The next suggestion relates to the content of the article. Once you’ve established the focus of your paper (your most significant contribution) and written a draft of your Abstract or paper, it’s crucial to revise your writing to overcome some of the most egregious mistakes that contribute to a style of writing that is confused and confusing. These errors include overuse of specialized terms, the passive voice, “be” verbs, nominalizations. (Careful editing can transform a boring and convoluted text into a paper that’s a joy to read.) Again, if anyone wants specific editing tips, just let me know.

The above techniques can help researchers gain control over a sea of data, enable them to write precisely, and result in a lucid text because “clear writing leads to clear thinking and clear thinking leads to clear writing”.
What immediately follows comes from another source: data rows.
PR #1621, opened 2018-05-18
Institutions model

### LINKED ISSUE #1615: Implement Institutions Data Model
Version 2, including [LEI](https://www.gleif.org/en/about-lei/introducing-the-legal-entity-identifier-lei)

### LINKED ISSUE #1623: Can't test Akka Typed Persistence + Akka HTTP
The first requires mixing in the `akka.testkit.typed.scaladsl.ActorTestkit`, while the second uses `akka.http.scaladsl.testkit.ScalatestRouteTest`. Both bring an implicit `ActorSystem` into scope, with the same variable name (system), which causes a type conflict. The problem is that the first one is a typed `ActorSystem`, while the second is untyped. The first one is also final (`ActorTestkit.scala` in package `akka.testkit.typed.scaladsl`, line 83) so can't be overriden.

### LINKED ISSUE #1624: Add Admin Route tests
Possible once #1623 is solved

### LINKED ISSUE #1640: Large Files Fail to Parse for v2
When uploading larger files (50-100 lars) to the `public/hmda/parse` endpoint the `v2-hmda-platform` returns: "Substream Source cannot be materialized more than once".

There don't seem to be any related logs even on `DEBUG`.

Further:

1. Smaller files (1-40 lars) upload and parse correctly.
2. Larger files do validate properly intermittently locally.
3. This issues occurs whether there are 3 or 1 instances of v2 running.

jmarin:
Closes #1623.
Closes #1624
Closes #1615 
Closes #1640


hmda/src/main/scala/hmda/api/http/admin/InstitutionAdminHttpApi.scala
```diff
@@ -0,0 +1,147 @@
...
+          val fCreated: Future[InstitutionCreated] = institutionPersistence ? (
+              ref => CreateInstitution(institution, ref))
+
+          onComplete(fCreated) {
+            case Success(InstitutionCreated(i)) =>
+              complete(ToResponseMarshallable(StatusCodes.Created -> i))
+            case Failure(error) =>
+              val errorResponse =
+                ErrorResponse(500, error.getLocalizedMessage, uri.path)
+              println(errorResponse)
```
nickgrippin: `println` looks like it was left in accidentally

hmda/src/main/scala/hmda/model/institution/Institution.scala
```diff
@@ -0,0 +1,37 @@
...
+
+case class Institution(
+    activityYear: Int,
+    LEI: Option[String],
+    agency: Option[Agency],
+    institutionType: Option[InstitutionType],
+    institutionId_2017: Option[String],
+    taxId: Option[String],
+    rssd: Option[String],
+    emailDomain: Option[String],
```
nickgrippin: Are we allowing only one email domain per institution?

jmarin: Actually, I don't know. 
@keileyo Should we allow several email domains per institution?

colleenms: yes, we should allow multiple domains per institution @keileyo

nickgrippin:
Not worrying about Travis, this looks good to me.

PR #1683, opened 2018-07-25
S3 Headers

nickgrippin:
Adds the `attachment` file type to the dynamic data publication process.

Shoutout to Kenneth for figuring out the correct headers!


publication/src/main/scala/hmda/publication/regulator/lar/RegulatorLarPublisher.scala
```diff
@@ -91,7 +91,7 @@ class RegulatorLarPublisher extends HmdaActor with LoanApplicationRegisterCassan
         publicBucket,
         s"$environment/dynamic-data/$fileName",
         ContentType(MediaTypes.`text/csv`, HttpCharsets.`UTF-8`),
-        S3Headers(ServerSideEncryption.AES256)
```
kgudel: Since this is being pushed to into our public repo we shouldn't need this header. However, it would be good if we could figure out how to include both headers. From this [documentation](https://github.com/akka/alpakka/blob/master/s3/src/main/scala/akka/stream/alpakka/s3/impl/S3Headers.scala#L85) it looks like we can copy what `ServerSideEncryption.AES256` does by including `"x-amz-server-side-encryption" -> "AES256"` in our map.

PR #1829, opened 2018-08-28
Update 2018_Institution_Data_Model_Spec.csv

keileyo:
Updated RSSD to an integer & updated the "Can be null" field to indicate that the integer fields cannot be null (unknown values will be -1).


jmarin:
Can we add a field that includes the empty value for those fields that can be null?
Also, minor correction. The HMDA filer field type is Boolean, not List

keileyo:
I've updated the HMDA Filer flag to Boolean & not able to be null (this makes sense to me).

PR #1848, opened 2018-08-31
LAR Parsing Fix

### LINKED ISSUE #1843: Edit logic for V628-2, V635-2 and V635-4
Upon testing, some validity edits are flagging when they shouldn't:

1. V628-2 should only be flagged if Ethnicity: 2-5 are something other than 1, 11, 12, 13, 14, 2 or blank. Upon testing a file that has those 4 fields blank, the edit is incorrectly flagged. 

2. V635-2 is similar, the Race: 2-5 fields should be either a list of numbers or blank. Upon testing a file that has those 4 fields blank, the edit is incorrectly flagged.  

3.  V635-4 is another similar one. If Race: 1 = 6 or 7, then then Race: 2-5 should be blank. Upon testing a file where Race: 1 = 6 and Race: 2-5 are blank, the edit is being incorrectly flagged.  This should be very similar to edit V475 from 2017. 

@nickgrippin please look into these and let me know if you have any questions.

nickgrippin:
Closes #1843

### DIFF
--- a/hmda/src/main/scala/hmda/parser/filing/lar/LarParser.scala
+++ b/hmda/src/main/scala/hmda/parser/filing/lar/LarParser.scala
@@ -84,7 +84,7 @@ trait LarParser {
       parserValidationError: ParserValidationError)
     : LarParserValidationResult[A] = {
     if (value == "") {
-      larCodeEnum.valueOf(-1).validNel
+      larCodeEnum.valueOf(0).validNel
     } else {
       validateLarCode(larCodeEnum, value, parserValidationError)
     }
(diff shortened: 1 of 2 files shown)


nickgrippin:
Note:  The only Enum that does not follow the pattern of 0 => empty is the [PurchaserType](https://github.com/cfpb/hmda-platform/blob/master/hmda/src/main/scala/hmda/model/filing/lar/enums/PurchaserEnum.scala#L10).  This PR means that an empty string in this field will map to a `PurchaserTypeNotApplicable`, which I don't think is the correct behavior.  This could be fixed by having that enum map to a different value (which would seem to be `10`, following the pattern of the other enums).

jmarin:
Please fix Travis failures

PR #1910, opened 2018-09-05
Prevent TS Parser from stripping trailing empty values

nickgrippin:


nickgrippin:
This PR fixes 2 sporadic test failures, both caused by the Generator's `sample()` method returning `None`.  

An empty TS CSV will incorrectly parse, as the `split()` method strips trailing empty segments by default.  

The other fix switches the ordering of the bad LAR data with the 10 generated good LARs, so that the line number of the error message is not dependent on the result of `sample()`.

PR #2042, opened 2018-09-26
Email table update on InstitutionModified

### LINKED ISSUE #1998: Update on institution email doesn't get projected properly
Changes are done in the journal, but don't get projected properly to email domains table. Probably because of mismatch in primary key / id of that table.

nickgrippin:
Closes #1998

### DIFF
--- a/institutions-api/src/main/scala/hmda/institution/projection/InstitutionDBProjection.scala
+++ b/institutions-api/src/main/scala/hmda/institution/projection/InstitutionDBProjection.scala
@@ -13,6 +13,7 @@ import hmda.messages.institution.InstitutionEvents.{
 import hmda.projection.ResumableProjection
 import hmda.query.DbConfiguration._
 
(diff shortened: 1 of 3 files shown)


institutions-api/src/main/scala/hmda/institution/projection/InstitutionDBProjection.scala
```diff
@@ -30,6 +31,8 @@ object InstitutionDBProjection
   implicit val institutionEmailsRepository = new InstitutionEmailsRepository(
     dbConfig)
 
+  implicit val ec: ExecutionContext = ExecutionContext.global
```
jmarin: This could potentially produce thread starvation under load, but until we have measurements it's hard to tell. I wouldn't change it for now, but let's try to keep in mind that if we see performance issues or errors with this approach it might be because of that issue.

PR #2047, opened 2018-09-28
Change Akka remote configuration to use artery

### LINKED ISSUE #1666: Explore using Artery for message transport

jmarin:
Closes #1666


nickgrippin:
The documentation states that the TCP based transport is not ready for use in production yet.  Could this potentially cause issues if we move to production with this library before it is complete?

jmarin:
Yeah, it's a potential issue. I will try to do some testing with the Aeron transport, and see if we can use that

PR #2097, opened 2018-10-19
Filing submission modified

### LINKED ISSUE #2094: Add SubmissionModifed to Filing Persistence
Add `ModifySubmission` logic to [`FilingPersistence`](https://github.com/cfpb/hmda-platform/blob/master/hmda/src/main/scala/hmda/persistence/filing/FilingPersistence.scala#L66)

### LINKED ISSUE #2102: GetLatestSubmission should return the newest Submission
The `GetLatestSubmission` method in the `FilingPersistence` actor should return the `Submission` with the highest sequence number.

jmarin:
Closes #2094
Closes #2102


hmda/src/main/scala/hmda/persistence/filing/FilingState.scala
```diff
@@ -24,6 +25,14 @@ case class FilingState(filing: Filing = Filing(),
         } else {
           FilingState(this.filing, submission :: submissions)
         }
+      case SubmissionUpdated(updated) =>
+        if (submissions.map(_.id).contains(updated.id)) {
+          val updatedList = updated :: submissions.filterNot(s =>
```
nickgrippin: This seems like it could mess with the behavior of `GetLatestSubmission` in the `FilingPersistence` actor.  It would put the most recently updated Submission at the head of the list, which could cause problems if someone creates a new submission, and an old one finishes uploading/validating later.

PR #2113, opened 2018-10-28
Remove specific docker images by name

omnipresent07:
This pull request removes the docker images after they've been pushed to docker hub. 

The final merge request should have few commands removed. These commands were added for debugging.

### DIFF
--- a/institutions-api/Jenkinsfile
+++ b/institutions-api/Jenkinsfile
@@ -26,7 +26,7 @@ volumes: [
               sh "docker tag ${env.DOCKER_HUB_USER}/institutions-api ${env.DOCKER_HUB_USER}/institutions-api:${gitBranch}"
               sh "docker login -u ${env.DOCKER_HUB_USER} -p ${env.DOCKER_HUB_PASSWORD} "
               sh "docker push ${env.DOCKER_HUB_USER}/institutions-api:${gitBranch}"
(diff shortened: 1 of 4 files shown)


institutions-api/Jenkinsfile
```diff
@@ -26,7 +26,9 @@ volumes: [
               sh "docker tag ${env.DOCKER_HUB_USER}/institutions-api ${env.DOCKER_HUB_USER}/institutions-api:${gitBranch}"
               sh "docker login -u ${env.DOCKER_HUB_USER} -p ${env.DOCKER_HUB_PASSWORD} "
               sh "docker push ${env.DOCKER_HUB_USER}/institutions-api:${gitBranch}"
-              sh "docker rmi -f ${env.DOCKER_HUB_USER}/institutions-api:${gitBranch}"
+              sh "docker images"
+              sh "docker images | grep 'institutions-api' | awk '{print \$3}' | uniq"
+              sh "docker rmi -f \$(docker images | grep 'institutions-api' | awk '{print \$3}' | uniq)"
```
kgudel: How would this respond if there was a running `institutions-api` from kubernetes on the node where this jenkins pipeline is run?

omnipresent07: We're deleting the `image` and not the `container`. If an `institutions-api` container was running, it wouldn't get affected by deleting the `image`.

Possible next blog topics include: how to transform convoluted sentences into sentences where ideas shine through; some causes of confused writing in science; can/should journal editors make clear writing a journal priority?; tips on writing paper titles; the benefits of the Structured Abstract; tips on writing logical Introductions; tips on writing logical Discussions. Please let me know if you’re interested in any of the above blog possibilities.

Hi Everyone,
I’m delighted to have the chance to share ideas about the current state of “the scientific paper”. From my perspective as a professor who teaches researchers how to write persuasive and clear manuscripts, I can tell you two things: 1) the papers published in most journals are unnecessarily confusing and 2) most scientists can learn how to write simply and clearly. In short, I think that’s it’s time for a paradigm shift in how research is communicated. Furthermore, I believe that scientists need to take courses on how to write about their research in a way that captures the enthusiasm they have for their research and that enables multi-disciplinary readers to read and ENJOY their articles. Although it’s much more difficult to write clearly and precisely about one’s research, the advantages of doing so are huge because clear writing leads to clear thinking – for both the researcher and the reader alike.
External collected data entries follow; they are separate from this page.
PR #2119, opened 2018-10-30
Stream check-digit response

### LINKED ISSUE #1667: Check Digit: Large files generate invalid results
For the check digit batch upload, large files (greater than ~6k records or 150 kb) fail to generate expected results. A user reported that the tool generated a file with truncated and blank ULI records.

nickgrippin:
Switches the response of the file upload, non-csv endpoints to stream a response back instead of creating a large JSON object.  This will help avoid the timeouts and allow larger files to be checked and validated.

Closes #1667

### DIFF
--- a/check-digit/src/main/scala/hmda/uli/api/http/ULIHttpApi.scala
+++ b/check-digit/src/main/scala/hmda/uli/api/http/ULIHttpApi.scala
@@ -1,5 +1,6 @@
 package hmda.uli.api.http
 
+import akka.NotUsed
 import akka.actor.ActorSystem
 import akka.event.LoggingAdapter
 import akka.http.scaladsl.common.{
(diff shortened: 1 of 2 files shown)


check-digit/src/main/scala/hmda/uli/api/http/ULIHttpApi.scala
```diff
@@ -109,21 +115,25 @@ trait ULIHttpApi extends HmdaTimeDirectives {
...
-                          StatusCodes.BadRequest -> errorResponse))
-                    }
+                    val uStart = ByteString.fromString("{\"ulis\":[")
+                    val uMiddle = ByteString.fromString(",")
+                    val uEnd = ByteString.fromString("]}")
+                    val withUliWrapper: Flow[ByteString, ByteString, NotUsed] =
+                      Flow[ByteString]
+                        .intersperse(uStart, uMiddle, uEnd)
+                        .map(s => {
+                          println(s.utf8String)
```
jmarin: We don't need this `println`, right?

PR #2139, opened 2018-11-02
Submission Serializer

### LINKED ISSUE #2136: 504 timeout on GET for latest submission
When trying to make a call to [`/v2/filing/institutions/B90YWS6AFX2LGWOXJ1LD/filings/2018/submissions/latest`](https://github.com/cfpb/hmda-platform/blob/8222f7e8e5f3089e87eb210fc977bec0be8b0d98/docs/v2/api/filing-api.md#latest-submission) I'm seeing the timeout issue that we've seen on other endpoints, eg #2128 and #2130.

nickgrippin:
Closes #2136


common/src/main/scala/hmda/serialization/submission/SubmissionSerializer.scala
```diff
@@ -0,0 +1,35 @@
+package hmda.serialization.submission
+
+import java.io.NotSerializableException
+
+import akka.serialization.SerializerWithStringManifest
+import hmda.model.filing.submission.Submission
+import hmda.persistence.serialization.submission.SubmissionMessage
+import hmda.serialization.submission.SubmissionProtobufConverter._
+
+class SubmissionSerializer extends SerializerWithStringManifest {
```
jmarin: This class is not necessary. The `SubmissionCommandsSerializer` already has support for serializing `Submission` objects. All that is required is the following line in the `serialization.conf` file: 

`hmda.model.filing.submission = submission-commands`

PR #275, opened 2022-02-08
Fix input parameter for make_event

kopylovanat:
Fixed input parameter for make_event in accordance with the SYCL 2020 specification.


kopylovanat:
> Can we remove `opencl_interop` from ci/dpcpp.filter or there are other blocking issues?

There is still a blocking issue with make_event.

ProGTX (approved):

keryell (approved):

PR #276, opened 2022-02-09
Move copy operations to different command group scopes in `sycl::handler` copy member functions overloads tests 

AndreyXRomanov:
This PR provides a patch to `sycl::handler` copy member functions overloads tests. The patch separates all operations with `single_task`,  `copy` and `memcpy` into different command group scopes.


bader (approved):

ProGTX (approved):

keryell (approved):
Good catch!

PR #277, opened 2022-02-10
Update `sycl::event` tests for SYCL 2020

psalz:
This is a complete rewrite of the tests for `sycl::event`, using the new Catch2 style.

The test cases pertaining to `event::wait_and_throw` rely heavily on the fact that exceptions thrown inside `host_task`s will be forwarded to the async handler, as was recently clarified in [KhronosGroup/SYCL-Docs#214](https://github.com/KhronosGroup/SYCL-Docs/issues/214).

I've added one test case (`"event::wait_and_throw reports asynchronous errors from related events on other queues"`) which I've marked as `[!mayfail]`, as DPC++ currently does not behave this way. I found the description in the spec rather ambiguous, so further clarification is needed here (I've also added the `[todo-spec]` tag, which is something I'd like to establish).

Additionally, I've snuck in some minor refactorings for various helper functions (introducing new overloads that don't require a deprecated `logger`), as well as a new `TODO_TEST_CASE` macro which can be used to designate test cases that should be implemented in the future.

Conformance status:
- ComputeCpp: Compiles but does not pass all tests (exceptions thrown in `host_task` are not forwarded)
- DPC++: Compiles and passes all tests except the one mentioned above
- hipSYCL: Does not compile due to `host_task` not being implemented, among other things


psalz:
(Turns out its a good idea to try and compile something after doing a refactoring... will fix shortly).

tests/event/event.cpp
```diff
@@ -0,0 +1,458 @@
...
+    CHECK(c != d);
+  }
+
+  SECTION("std::hash") {
+    const auto a = make_device_event();
+    const auto b = make_device_event();
+    const sycl::event c = a;
+    std::hash<sycl::event> hasher;
+    CHECK(hasher(a) != hasher(b));
+    CHECK(hasher(a) == hasher(c));
```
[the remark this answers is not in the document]
psalz: I do, which is why I've added that `TODO` note. However this will take some work, I will look at unifying this across tests in a future PR.

tests/event/event.cpp
```diff
@@ -0,0 +1,458 @@
...
+  SECTION("event::wait_and_throw") { e2.wait_and_throw(); }
+  SECTION("event::wait_and_throw(std::vector<event>)") {
+    sycl::event::wait_and_throw(std::vector{e2});
+  }
+
+  // This should be a no-op as the error already has been consumed
+  e1.wait_and_throw();
+
+  CHECK(teh.count() == 2);
+  CHECK(teh.has("foo"));
```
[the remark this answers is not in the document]
psalz: Okay sure, I've replaced it `"some-error"` and `"another-error"`.

psalz:
I've fixed the bug introduced in 8e4fdb0 as well as several race conditions surrounding `resolvable_host_event` (concurrency is hard).

tests/event/event.cpp
```diff
@@ -0,0 +1,466 @@
...
+    e2.wait();
+    // Since e2's CGF depends on e1, the latter must have completed by now
+    const auto status =
+        e1.get_info<sycl::info::event::command_execution_status>();
+    CHECK(status == sycl::info::event_command_status::complete);
+  }
+}
+
+// TODO: Figure out if/how we want to test this.
+// => Must throw exception w/ ercc:backend_mismatch if querying a paramter for
```
bader, line 415:
```suggestion
// => Must throw exception w/ errc::backend_mismatch if querying a parameter for
```

bader (approved):

tests/event/event.cpp
```diff
@@ -0,0 +1,466 @@
...
+
+  // A default constructed event is immediately completed.
+  const auto status =
+      event.get_info<sycl::info::event::command_execution_status>();
+  CHECK(status == sycl::info::event_command_status::complete);
+
+  // A default constructed event acts as though it was created from a
+  // default-constructed queue.
+  sycl::device default_device{};
+  CHECK(event.get_backend() == default_device.get_backend());
```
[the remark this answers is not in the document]
psalz: Right, I was implicitly following the second part of the default constructor's description:
> The event is constructed as though it was created from a default-constructed `queue`. Therefore, its backend is the same as the backend from the default device.

Interestingly this test now fails for DPC++, as (at least with CUDA enabled) a default constructed `queue` seems to have a different backend (`ext_oneapi_cuda`) than a default-constructed device (`host`).

tests/event/event.cpp
psalz: Fixed

bader: You seem to miss fixes for 2 typos out of 3.

tests/event/event.cpp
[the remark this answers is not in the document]
bader: Right. DPC++ currently implements SYCL-1.2.1 spec behavior, which says that queue default constructor should use the device returned by the default_selector and device default constructor must return a host device.

tests/event/event.cpp
psalz: Woops, you're right. I blame my spellchecker who seems to think that "paramter" is a word...

tests/event/event.cpp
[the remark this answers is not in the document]
psalz: I see!

ProGTX (approved):

bader:
@keryell, does it look good to you?

tests/common/common.h
```diff
@@ -74,16 +84,22 @@ bool check_return_type_bool(returnT returnVal) {
...
-void check_equal_type(sycl_cts::util::logger& log, actualT actualVal,
-                      std::string logMsg) {
+void check_equal_type(actualT actualVal, std::string logMsg) {
   if (typeid(expectedT) != typeid(actualT)) {
-    FAIL(log, logMsg + "\nGot type -> " +
-                  std::string(typeid(actualT).name()) +
-                  "\nExpected type -> " +
-                  std::string(typeid(expectedT).name()));
+    FAIL(logMsg + "\nGot type -> " + std::string(typeid(actualT).name()) +
+         "\nExpected type -> " + std::string(typeid(expectedT).name()));
```
keryell, line 90: I suspect this could be
```suggestion
    FAIL(logMsg + "\nGot type -> " + typeid(actualT).name() +
         "\nExpected type -> " + typeid(expectedT).name());
```

tests/event/event.cpp
```diff
@@ -0,0 +1,474 @@
...
+   * @param dependencies An optional list of events to depend on.
+   */
+  resolvable_host_event(const std::vector<sycl::event>& dependencies = {}) {
+    event = util::get_cts_object::queue().submit(
+        [this, &dependencies](sycl::handler& cgh) {
+          for (auto& dep : dependencies) {
+            cgh.depends_on(dep);
+          }
+          cgh.host_task([this] {
+            std::unique_lock<std::mutex> lk(mut);
```
keryell, line 138: C++17 CTAD
```suggestion
            std::unique_lock lk{mut};
```

tests/event/event.cpp
```diff
@@ -0,0 +1,474 @@
...
+            cv.wait(lk, [this] { return should_resolve; });
+          });
+        });
+  }
+
+  sycl::event& get_sycl_event() { return event; }
+
+  void resolve() {
+    std::lock_guard<std::mutex> lk(mut);
```
keryell, line 147: C++17 CTAD
```suggestion
    std::lock_guard lk{mut};
```

keryell: For this kind of code I use typically instead of this lock/cv/value a `std::future<void>` with the producer setting the promise (resolve) and the consumer just doing a `.get()`.

tests/event/event.cpp
```diff
@@ -0,0 +1,474 @@
...
+
+/**
+ * A resolvable_host_event that automatically resolves itself after a given
+ * delay.
+ */
+class delayed_host_event : public resolvable_host_event {
+ public:
+  delayed_host_event(std::chrono::milliseconds delay)
+      : resolvable_host_event() {
+    future = std::async(std::launch::async, [this, delay]() {
```
keryell, line 194:
```suggestion
    future = std::async(std::launch::async, [this, delay] {
```

keryell (commented):
Interesting refactoring!

tests/common/common.h
psalz: Yes, or even better, `operator<<`. Although as far as I can tell, this function is currently not being used anywhere, so it should probably just be removed (in favor of `CHECK(std::is_same_v<T, U>)`).

tests/event/event.cpp
psalz: You're right, that is much cleaner. Changed!

fraggamuffin:
ready to merge

keryell (approved):
Thanks!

I think that most scientists would agree that the causes behind confused writing are complex. Some of these causes are deliberate (and include a desire to plump up small findings or a desire to keep others out of the field by using convoluted sentences and lots of specialized terminology). Some other factors that drive the confusion are simply rooted in a lack of training on how to write and edit a scientific manuscript or confusion on the part of writers about the story they’re trying to tell. Whatever the reasons behind the confusion, this style of writing does disproportionate damage to the whole scientific enterprise because as we all know, the best science is based on the work of others and perpetuates continued research in a field.
So I say it’s time for a change. Since the whole research process is only really over once the published article is read and understood, it would be great if the scientific community decides to take a second look at the quality of writing of scientific articles.